Of course, MySpace.com’s teenager customers don’t care, and don’t want to care, about any of this. The service continues to grow smartly, which may be attributed, among many factors, to the fact that it has yet to cross a “MySpace sucks, let’s leave” threshold. As the article states over and over, MySpace.com continues to experience significant performance and reliability problems, but they’ve never been showstoppers.

How long would it take for a social networking site to slow down and/or crash before it gets abandoned by its users? Are these sites so “group-sticky” that participants will tolerate poor performance for long periods? Are users’ performance/reliability expectations on these services lower than for standard corporate and e-commerce websites?

Or could the life or death of a social networking service—or of any online channel/forum—be driven more by the zeitgeist—fad, fashion, weariness, exhaustion, restless, new cool alternatives? Ten years ago, my 9-year-old son created a Digimon website. He’s in college now, and I don’t snoop into his doings, but I suspect that both of my kids have MySpace.com pages (no—I have better things to do then spy on them). Ten years from now, they and their peers will probably have long abandoned whatever social networking services they’re currently using.

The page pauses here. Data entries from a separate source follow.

PR #987, opened 2018-11-09
BOAC-1436, structure App.vue to match legacy index; menu options in top-right header

johncrossman:
https://jira.ets.berkeley.edu/jira/browse/BOAC-1436

### DIFF
--- a/src/components/Sidebar.vue
+++ b/src/components/Sidebar.vue
@@ -1,12 +1,12 @@
 <template>
-  <div class="main">
-    <slot/>
+  <div>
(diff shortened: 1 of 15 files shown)


src/components/Sidebar.vue
```diff
@@ -1,12 +1,12 @@
 <template>
-  <div class="main">
-    <slot/>
+  <div>
+    I am a sidebar.
```
paulkerschen: Yes, you are. Yes, you are!!!!

PR #989, opened 2018-11-13
BOAC-1308 Simplify cohort sidebar navigation

paulkerschen:
https://jira.ets.berkeley.edu/jira/browse/BOAC-1308

Designs: https://jira.ets.berkeley.edu/jira/browse/BOAC-1238

User-facing text is changed to match the new "cohort"/"curated group" distinction, but I didn't go down the road of changing paths, filenames, variables, etc., since we expect Vue to have its own opinion on such things before long.


johncrossman:
Parts is parts and groups is groups. Thx @paulkerschen

PR #990, opened 2018-11-14
BOAC-1436, use Vuetify for layout; wire up demoMode.blur on Admin page

johncrossman:
https://jira.ets.berkeley.edu/jira/browse/BOAC-1436

* [Vuetify](https://vuetifyjs.com) allows us to avoid our own flex CSS.
* I moved custom configs (eg, Jest) out of `package.json`
* the Admin page makes progress, too


paulkerschen:
Vuetiful!

PR #992, opened 2018-11-14
BOAC-1430: blurs instructor names in demo mode

lyttam:
https://jira.ets.berkeley.edu/jira/browse/BOAC-1430

I added blurring on the search results page as well as the course page.


paulkerschen:
Thanks @lyttam!

PR #1719, opened 2019-07-12
BOAC-2477, remove FEATURE_FLAG_BATCH_NOTES from code + config

johncrossman:
https://jira.ets.berkeley.edu/jira/browse/BOAC-2477

v2.21 release instructions have been updated.


paulkerschen:
It was a grand old flag.

PR #1723, opened 2019-07-15
BOAC-2310, disable 'Export List' with precarious bool expression

johncrossman:
https://jira.ets.berkeley.edu/jira/browse/BOAC-2310

See latest comment in Jira.


paulkerschen:
Precarious but precious.

PR #1724, opened 2019-07-16
BOAC-2479, do not show updated_at if note has not been modified since creation

johncrossman:
https://jira.ets.berkeley.edu/jira/browse/BOAC-2479

Lenient comparison between `created_at` and `updated_at`.


paulkerschen:
Let creation and updates never be confused again.

PR #1729, opened 2019-07-16
[QA] BOAC-2482, if cancel note edit then properly preserve sid

johncrossman:
https://jira.ets.berkeley.edu/jira/browse/BOAC-2482


raydavis:
Looks sensible, but Travis Rules Everything Around Me.

PR #1730, opened 2019-07-16
BOAC-2482, if cancel note edit then properly preserve sid

johncrossman:
https://jira.ets.berkeley.edu/jira/browse/BOAC-2482

The qa PR is #1729


paulkerschen:
Sid? Sid.

PR #1732, opened 2019-07-17
BOAC-2484: highcharts, but not too high

johncrossman:
https://jira.ets.berkeley.edu/jira/browse/BOAC-2484


paulkerschen:
Settle down, you guys.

They’ll write it off as youthful experimentation. To the extent they’ll still be participating in any online community that resembles today’s social networking services, it’ll be an act of nostalgia, more than anything. From a technical standpoint, it’ll probably be lightning-fast and scalable as can be, the fruit of lessons learned in the ‘00s by MySpace.com and other pioneers in this world of hyper-federated data service layers. And it will probably be far more navigation-friendly, as today’s chaotic MySpace homepage designs (which resemble the overcrowded Web-site home page designs that even big corporations were using in the ‘90s) settle into more consistent, pleasing patterns that everybody accepts without question.

But at that point the messy fun of the ungoverned social-networking frontier will be a distant, and slightly quaint, cultural memory. Like hippie communes in '60s.